When pharmacological methods to reduce the IOP in uveitic eyes are unsuccessful, anti-glaucoma laser treatments may be considered, and if these fail to produce satisfactory results, surgical interventions become an option [51]. In patients with angle-closure uveitic glaucoma with pupillary block, peripheral laser iridotomy can be an effective and safer choice when compared to surgical iridectomy particularly in cases of active uveitis [51]. Selective laser trabeculoplasty (SLT) is used in the treatment of secondary glaucoma, both uveitic glaucoma and SIG. However, the procedure is absolutely discouraged in cases of uveitic glaucoma in eyes with active inflammation [52, 53]. Cyclodestructive treatments (cyclophotocoagulation, cyclotherapy) may exacerbate inflammation, lead to hypotony and ocular atrophy. For this reason, cyclodestructive procedures should only be considered as a last choice procedure after other treatment modalities have proven ineffective or unsatisfactory [51]. Anti-glaucoma surgical interventions for treating uveitic glaucoma include glaucoma drainage devices with drainage implants, such as the Ahmed valve or Baerveldt implant [51, 54, 55]. Standard trabeculectomy or a combined procedure with stent implantation supplemented with antimetabolites (5-fluorouracil or mitomycin C) showed efficacy in reducing scarring and lowering the risk of surgical failure in eyes with uveitis [54, 55]. Minimally invasive anti-glaucoma procedures are also increasingly employed to treat secondary uveitic glaucoma. Ab interno trabeculotomy increases the outflow of the aqueous humor by removing part of the trabecular meshwork, which may be blocked, for example, by inflammatory cells [51, 54]. Canaloplasty is also generating significant interest because it expands Schlemm’s canal and stretches the peritubular space of the trabecular meshwork in which, as a result of chronic glucocorticosteroid therapy, overexpression of proteins in the extracellular matrix occurs, leading to an increased resistance to the outflow of the aqueous humor [53, 55].
CONCLUSIONS
Both active uveitis and IOP elevation associated with uveitis itself and/or glucocorticosteroid therapy may lead to irreversible vision damage.
In view of the increased risk of IOP elevation in patients with uveitis undergoing glucocorticosteroid treatment, it is important to conduct regular IOP monitoring in this patient population.

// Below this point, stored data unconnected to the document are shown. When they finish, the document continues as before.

PR #2568, opened 2025-08-01
fix: make cloud features optional (#2567)

### LINKED ISSUE #2567: lancedb pulls in aws-smithy / aws-config even if bedrock feature is disabled
LanceDB depends on lance which depends on aws by default which pulls in a lot of heavy dependencies even if AWS support isn't needed (same goes for azure, gcp, and oss features although I haven't looked at their dependency chains). Where it specifically caused me problems was that it enabled ring as the backend for rustls whereas everywhere else in my project I use aws-lc-sys which then caused the project to start failing at runtime because I have to now explicitly set the provider.

It would be nice if those were optional features that could be opted in to.

Is changing the lance dependency for lancedb to default-features=False a change that you'd be open for me to make? Or is it more involved?

vlovich:
This shrinks the size of a local embedded build that can disable all the default features. When combined with https://github.com/lancedb/lance/pull/4362 and the dependencies are updated to point to the fix, this resolves #2567 fully.

Verified by patching the workspace to redirect to my clone of lance with the PR applied.
```
cargo tree -p lancedb -e no-build -e no-dev --no-default-features -i aws-config | less
```

The reason that lance itself needs to change too is that many dependencies within that project depend on lance-io/default and lancedb depends on them which transitively ends up enabling the cloud regardless. The PR in lance removes the dependency on lance-io/default from all sibling crates.

### DIFF
--- a/nodejs/Cargo.toml
+++ b/nodejs/Cargo.toml
@@ -18,7 +18,7 @@ arrow-array.workspace = true
 arrow-schema.workspace = true
 env_logger.workspace = true
 futures.workspace = true
-lancedb = { path = "../rust/lancedb" }
+lancedb = { path = "../rust/lancedb", default-features = false }
 napi = { version = "2.16.8", default-features = false, features = [
     "napi9",
     "async"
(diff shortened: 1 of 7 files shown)


nodejs/Cargo.toml
wjones127, line 1: Should we also do this for python?

vlovich: Good catch.

wjones127 (approved):

vlovich:
Do I need to take any action to merge this?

Following IOP elevation in patients with uveitis, treatment adjustments are necessary in order to maintain a balance between normalizing the IOP and maintaining full control of inflammation. In such situations, it is advisable to reduce the dosage of the glucocorticosteroid or switch to a glucocorticosteroid agent associated with a lower risk of inducing an increase in the intraocular pressure. Additionally, conservative anti-glaucoma treatment should be initiated.
When pharmaceutical methods are insufficient to control the intraocular pressure, laser procedures (peripheral iridotomy, trabeculoplasty), as well as anti-glaucoma surgical interventions, should be considered in the affected eyes [30, 31].